Savaşın sunduğu ilk gerçek kaybedeceğinizdir. Kazanmak ise rakibinizin zekâsıyla doğru orantılıdır. Onun düşünemediklerini düşünmek, göremediklerini görmek bir adım öne geçmenizi sağlayabilir. Hayal gücünüzün sınırlarını zorlamanız,  standart hamlelerin bayağılığından sizi kurtarıp tahmin edilebilirliğinizi azaltır. Kurbanınızı her yönüyle etüt edip bütün aşamalarda yapacağı hareketleri öngörmeniz çok önemlidir. Dersinizi iyi çalışmışsanız varsayımlardan öteye geçip kesin doğrulara ulaşabilir, sıra size geldiği zaman ise doğaçlama yapmak yerine plan dâhilinde hareket etmenin sağladığı avantajlardan yararlanabilirsiniz.

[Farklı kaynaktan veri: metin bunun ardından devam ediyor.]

PR #926, opened 2016-12-08
deposit: unicode sanitization

### LINKED ISSUE #917: OAI-PMH export failures due to non utf8 characters in text
Text in descriptions/titles/authors needs to be cleaned with ftfy tool on the deposit saving (add washing to marshmallow schema).

slint:
* Adds custom a custom marshmallow string field that washes strings
  using `ftfy` and a set of unwanted Unicode characters. (closes #917)

### DIFF
--- a/zenodo/modules/records/serializers/fields/sanitizedunicode.py
+++ b/zenodo/modules/records/serializers/fields/sanitizedunicode.py
@@ -22,25 +22,34 @@
 # waive the privileges and immunities granted to it by virtue of its status
 # as an Intergovernmental Organization or submit itself to any jurisdiction.
 
-"""Custom marshmallow fields."""
+"""Sanitized Unicode string field."""
 
 from __future__ import absolute_import, print_function
 
-from .datetime import DateString
-from .doi import DOI, DOILink
-from .html import SanitizedHTML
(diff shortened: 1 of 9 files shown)


zenodo/modules/records/serializers/fields/sanitizedunicode.py
```diff
@@ -0,0 +1,55 @@
...
+
+from ftfy import fix_text
+
+from .trimmedstring import TrimmedString
+
+
+class SanitizedUnicode(TrimmedString):
+    """String field that sanitizes and fixes problematic unicode characters."""
+
+    UNWANTED_CHARACTERS = {
```
krzysztof: 1. Are those the only problematic characters that can occur or just some examples of characters we had in the data that caused problems?
2. Does the ftfy solve the serialization issue without this explicit removal of characters?

slint: 1. All characters that I found on a run of the `marc` serializer on production records
2. Some of these characters weren't always solved/removed by `ftfy`, so including them here even if `ftfy` removes them is the only way to make sure they don't occur in the future.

Hiçbir mücadele eşit şartlarda başlamaz. Sahip olduklarınızı ve neler yapabileceklerinizi hatırlamalısınız. Üstelik bu farkındalık tahmin ettiğinizden de fazla kazanımlar sağlar. Kendinizi yeniden tanıma noktasında ne kadar açık fikirli olursanız, niteliklerinizi yerinde ve zamanında kullanma konusunda o kadar başarılı olursunuz.   Ciddi bir çarpışmada düşebileceğiniz en büyük hatalardan biri medeniyeti örnek almanızdır. Tabi ki karar vermenizde size yardımcı olacak gösterge rakibinizin size saygı gösterip göstermediğidir.  Uzun zaman içinizde biriktirdiğiniz öfkenize hakim olmanın yararları olabileceği gibi zararları da olabilir.  Oyunu kurallarına göre oynamanın centilmenlik adı altında getirdiği yükümlülükleri görmezden gelmek bazen zorunluluktur. Peki, kazanmaya giden her yol mubah mıdır? Burada devreye etik ve ahlaki sorumluluklar giriyor. Her kötülüğe bir iyilikle karşılık verilmelidir de yazabilirdim. Fakat her kötülüğe kötülükle karşılık vermenin de sağladığı bir takım üstünlükler olduğu da unutulmamalıdır. Bugün 301 canın hesabı sorulacaksa beklenmedik derecede sert ve acımasız davranmalı ve evet kazanmaya giden her yol da böylesine bir amaç için mubah olmalıdır. 

Karşısında kazanması en kolay düşman, nerede ve ne zaman bulabileceğinizi bildiğinizdir. Sağlayacağınız bu istihbarat onu görünür kılar. Sizin yapmanız gereken ise rakibinizin zihninde sürekli olarak hareket edip ayak izlerinizi silmek olacaktır. Bu stratejiniz görünmezlik sağlayıp karşınızda bulunan savunma mekanizmalarını kolaylıkla bertaraf edecek öncelikleri sunar.

Farklılıklarınızı zayıflık sanmak büyük bir algı hatasıdır. Doğrusu, bunu sizin değil düşmanınızın hissetmesidir. Savaş esnasında birkaç yerde kaybediyor olmak ayrıntı da olsa bütünü görememenize sebep olmamalı. Aksine kaybetmek iyidir. Eğer yoksa bile bilerek kaybettiğiniz her küçük muharebe rakibinizin hafızasına kibir olarak işlenir. Bu durumda zayıf olduğunuzu düşünmek için nedenler verdiğiniz zekâ yoksunu düşmanınız işi en kısa sürede bitirmek için tüm kozlarını kullanacaktır. Beklenmedik olmayan aceleyle alınmış bu kararı cezalandırmak, size zaferin kapısını aralar. Zaten kazandığını sanan kurbanınızın aslında son çırpınışlarını izlerken aldığınız haz ise kutlamaların sadece başlangıcıdır. Bu senaryoyu tarih binlerce defa yazdı. Şimdi ise bir yenisine bizler tanıklık ediyoruz.